- _What the task requires_: Your answer is the lines below, exactly, from the one that contains "PR #390, opened 2025-07-05" through the one that contains "Overall looks good", both included.

- _Entries shown_:
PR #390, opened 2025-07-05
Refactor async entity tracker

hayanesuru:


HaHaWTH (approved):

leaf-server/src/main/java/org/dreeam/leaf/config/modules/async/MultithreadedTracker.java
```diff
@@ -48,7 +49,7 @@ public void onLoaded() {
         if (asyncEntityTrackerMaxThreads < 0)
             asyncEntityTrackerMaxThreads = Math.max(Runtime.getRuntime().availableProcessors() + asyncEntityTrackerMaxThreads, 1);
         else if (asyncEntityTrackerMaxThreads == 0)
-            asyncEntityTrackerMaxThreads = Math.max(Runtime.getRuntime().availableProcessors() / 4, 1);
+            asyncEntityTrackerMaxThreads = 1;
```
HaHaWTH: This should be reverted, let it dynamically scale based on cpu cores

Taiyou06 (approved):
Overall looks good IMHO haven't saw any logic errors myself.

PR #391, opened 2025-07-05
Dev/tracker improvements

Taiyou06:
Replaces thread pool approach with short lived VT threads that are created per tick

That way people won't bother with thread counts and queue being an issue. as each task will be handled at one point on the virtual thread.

==

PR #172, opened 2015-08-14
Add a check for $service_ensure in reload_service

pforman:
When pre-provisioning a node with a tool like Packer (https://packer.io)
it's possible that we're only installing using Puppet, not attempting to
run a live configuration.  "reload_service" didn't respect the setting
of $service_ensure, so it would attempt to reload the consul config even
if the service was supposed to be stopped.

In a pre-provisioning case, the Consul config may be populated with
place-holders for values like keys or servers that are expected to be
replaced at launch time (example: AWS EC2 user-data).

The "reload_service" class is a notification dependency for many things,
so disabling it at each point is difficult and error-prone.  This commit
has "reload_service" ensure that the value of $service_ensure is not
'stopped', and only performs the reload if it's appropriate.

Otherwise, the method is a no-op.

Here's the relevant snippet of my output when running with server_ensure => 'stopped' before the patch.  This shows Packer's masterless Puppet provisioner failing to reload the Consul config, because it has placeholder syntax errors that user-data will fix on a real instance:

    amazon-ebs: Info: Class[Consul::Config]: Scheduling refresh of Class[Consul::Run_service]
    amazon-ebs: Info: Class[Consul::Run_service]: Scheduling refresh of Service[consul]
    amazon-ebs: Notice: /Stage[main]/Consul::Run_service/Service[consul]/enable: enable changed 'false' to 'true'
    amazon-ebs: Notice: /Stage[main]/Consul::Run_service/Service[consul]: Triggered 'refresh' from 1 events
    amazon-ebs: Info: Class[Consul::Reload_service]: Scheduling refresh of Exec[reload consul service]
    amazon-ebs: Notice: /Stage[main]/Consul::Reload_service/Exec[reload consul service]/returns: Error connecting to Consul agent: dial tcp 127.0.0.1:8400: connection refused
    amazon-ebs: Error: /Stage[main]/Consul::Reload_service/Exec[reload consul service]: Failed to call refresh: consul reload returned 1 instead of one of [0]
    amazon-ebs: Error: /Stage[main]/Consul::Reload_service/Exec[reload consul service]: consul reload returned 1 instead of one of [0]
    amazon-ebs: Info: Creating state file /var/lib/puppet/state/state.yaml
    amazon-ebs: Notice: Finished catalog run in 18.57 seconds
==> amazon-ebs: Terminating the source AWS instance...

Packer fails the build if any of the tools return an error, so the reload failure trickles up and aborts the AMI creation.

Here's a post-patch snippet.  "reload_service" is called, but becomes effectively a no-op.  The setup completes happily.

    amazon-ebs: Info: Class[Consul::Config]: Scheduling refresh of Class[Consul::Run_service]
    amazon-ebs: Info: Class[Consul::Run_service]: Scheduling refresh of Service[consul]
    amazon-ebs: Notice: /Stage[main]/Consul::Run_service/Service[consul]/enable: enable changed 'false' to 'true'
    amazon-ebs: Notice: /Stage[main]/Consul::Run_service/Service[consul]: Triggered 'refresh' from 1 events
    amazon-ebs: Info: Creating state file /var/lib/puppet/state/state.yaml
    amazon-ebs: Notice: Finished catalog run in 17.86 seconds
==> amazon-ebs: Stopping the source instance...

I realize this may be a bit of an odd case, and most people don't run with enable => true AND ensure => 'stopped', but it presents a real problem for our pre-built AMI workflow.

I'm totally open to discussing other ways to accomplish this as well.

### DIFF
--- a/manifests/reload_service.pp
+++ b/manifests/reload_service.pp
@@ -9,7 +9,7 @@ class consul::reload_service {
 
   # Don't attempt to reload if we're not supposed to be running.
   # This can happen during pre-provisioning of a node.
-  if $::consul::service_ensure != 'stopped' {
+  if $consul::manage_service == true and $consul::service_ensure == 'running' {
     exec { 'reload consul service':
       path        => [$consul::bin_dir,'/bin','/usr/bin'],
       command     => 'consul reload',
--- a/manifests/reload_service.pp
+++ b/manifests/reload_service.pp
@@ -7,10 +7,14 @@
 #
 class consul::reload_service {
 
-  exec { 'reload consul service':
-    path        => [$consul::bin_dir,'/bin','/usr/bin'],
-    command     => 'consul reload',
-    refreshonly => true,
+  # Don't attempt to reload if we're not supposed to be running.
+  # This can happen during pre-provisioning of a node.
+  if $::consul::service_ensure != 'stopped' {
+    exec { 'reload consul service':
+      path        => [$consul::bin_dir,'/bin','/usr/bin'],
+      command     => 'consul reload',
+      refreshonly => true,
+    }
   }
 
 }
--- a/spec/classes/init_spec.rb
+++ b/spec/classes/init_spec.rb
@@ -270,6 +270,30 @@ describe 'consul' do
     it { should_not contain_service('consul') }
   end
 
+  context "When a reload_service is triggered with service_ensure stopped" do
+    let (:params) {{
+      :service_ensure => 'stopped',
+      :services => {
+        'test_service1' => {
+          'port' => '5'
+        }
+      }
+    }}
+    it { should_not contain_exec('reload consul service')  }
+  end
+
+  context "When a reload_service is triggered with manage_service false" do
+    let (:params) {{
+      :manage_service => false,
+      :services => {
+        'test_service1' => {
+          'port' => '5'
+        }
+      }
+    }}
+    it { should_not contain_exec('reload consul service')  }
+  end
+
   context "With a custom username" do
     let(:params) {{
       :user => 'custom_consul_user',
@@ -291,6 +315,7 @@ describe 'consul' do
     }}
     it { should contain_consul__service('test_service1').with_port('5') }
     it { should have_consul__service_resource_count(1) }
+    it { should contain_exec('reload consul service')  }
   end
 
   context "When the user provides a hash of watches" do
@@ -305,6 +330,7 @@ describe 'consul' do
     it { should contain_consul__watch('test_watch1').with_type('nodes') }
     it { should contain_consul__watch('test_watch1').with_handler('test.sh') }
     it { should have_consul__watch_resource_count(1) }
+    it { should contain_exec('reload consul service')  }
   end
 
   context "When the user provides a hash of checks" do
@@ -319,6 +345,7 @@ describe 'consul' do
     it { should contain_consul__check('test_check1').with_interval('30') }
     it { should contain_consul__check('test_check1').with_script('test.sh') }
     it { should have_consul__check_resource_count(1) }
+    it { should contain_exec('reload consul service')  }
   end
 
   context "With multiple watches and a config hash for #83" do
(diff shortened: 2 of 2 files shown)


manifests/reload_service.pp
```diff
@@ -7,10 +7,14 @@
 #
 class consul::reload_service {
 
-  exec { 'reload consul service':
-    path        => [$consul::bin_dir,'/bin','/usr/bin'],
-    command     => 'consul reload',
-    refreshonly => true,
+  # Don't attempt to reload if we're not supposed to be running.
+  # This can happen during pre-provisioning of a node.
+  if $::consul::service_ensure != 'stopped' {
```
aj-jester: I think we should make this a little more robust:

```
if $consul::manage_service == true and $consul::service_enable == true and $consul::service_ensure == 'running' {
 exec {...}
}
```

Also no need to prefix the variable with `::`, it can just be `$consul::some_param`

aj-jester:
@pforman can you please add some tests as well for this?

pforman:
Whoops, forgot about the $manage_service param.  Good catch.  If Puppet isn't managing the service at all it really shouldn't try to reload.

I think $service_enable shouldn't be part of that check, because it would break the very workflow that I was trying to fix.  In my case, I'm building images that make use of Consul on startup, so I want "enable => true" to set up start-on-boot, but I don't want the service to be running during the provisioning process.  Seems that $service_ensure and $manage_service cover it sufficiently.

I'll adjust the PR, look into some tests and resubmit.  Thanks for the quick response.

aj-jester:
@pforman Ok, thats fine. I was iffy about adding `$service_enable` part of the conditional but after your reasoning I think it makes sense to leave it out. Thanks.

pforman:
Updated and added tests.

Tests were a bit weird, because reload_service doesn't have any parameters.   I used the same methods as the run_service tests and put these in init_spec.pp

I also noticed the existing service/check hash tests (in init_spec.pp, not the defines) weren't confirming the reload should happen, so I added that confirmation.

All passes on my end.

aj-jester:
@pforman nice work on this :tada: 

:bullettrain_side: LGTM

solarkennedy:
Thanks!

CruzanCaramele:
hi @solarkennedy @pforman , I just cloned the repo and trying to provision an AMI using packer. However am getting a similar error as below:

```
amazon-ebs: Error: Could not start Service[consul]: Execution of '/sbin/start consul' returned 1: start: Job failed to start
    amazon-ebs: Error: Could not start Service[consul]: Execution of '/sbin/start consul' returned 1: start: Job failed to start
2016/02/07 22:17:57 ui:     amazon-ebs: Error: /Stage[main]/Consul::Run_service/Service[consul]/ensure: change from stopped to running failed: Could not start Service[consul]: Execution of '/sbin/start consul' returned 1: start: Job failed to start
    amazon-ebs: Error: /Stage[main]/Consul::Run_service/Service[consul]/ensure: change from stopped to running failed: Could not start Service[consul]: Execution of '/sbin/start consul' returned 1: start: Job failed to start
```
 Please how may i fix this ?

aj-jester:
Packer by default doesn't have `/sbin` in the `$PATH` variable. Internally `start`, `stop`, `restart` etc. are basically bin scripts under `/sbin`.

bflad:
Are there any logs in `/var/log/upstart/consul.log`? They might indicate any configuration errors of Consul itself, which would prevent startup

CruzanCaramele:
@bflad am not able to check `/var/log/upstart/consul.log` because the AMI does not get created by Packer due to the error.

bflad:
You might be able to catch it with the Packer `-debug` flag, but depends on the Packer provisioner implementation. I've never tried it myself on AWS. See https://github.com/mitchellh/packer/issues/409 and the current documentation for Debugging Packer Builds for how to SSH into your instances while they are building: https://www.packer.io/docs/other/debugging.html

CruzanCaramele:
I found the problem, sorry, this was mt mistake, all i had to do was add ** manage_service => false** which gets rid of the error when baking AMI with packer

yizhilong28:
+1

- _Answer space_:
PR #390, opened 2025-07-05
Refactor async entity tracker

hayanesuru:


HaHaWTH (approved):

leaf-server/src/main/java/org/dreeam/leaf/config/modules/async/MultithreadedTracker.java
```diff
@@ -48,7 +49,7 @@ public void onLoaded() {
         if (asyncEntityTrackerMaxThreads < 0)
             asyncEntityTrackerMaxThreads = Math.max(Runtime.getRuntime().availableProcessors() + asyncEntityTrackerMaxThreads, 1);
         else if (asyncEntityTrackerMaxThreads == 0)
-            asyncEntityTrackerMaxThreads = Math.max(Runtime.getRuntime().availableProcessors() / 4, 1);
+            asyncEntityTrackerMaxThreads = 1;
```
HaHaWTH: This should be reverted, let it dynamically scale based on cpu cores

Taiyou06 (approved):
Overall looks good IMHO haven't saw any logic errors myself.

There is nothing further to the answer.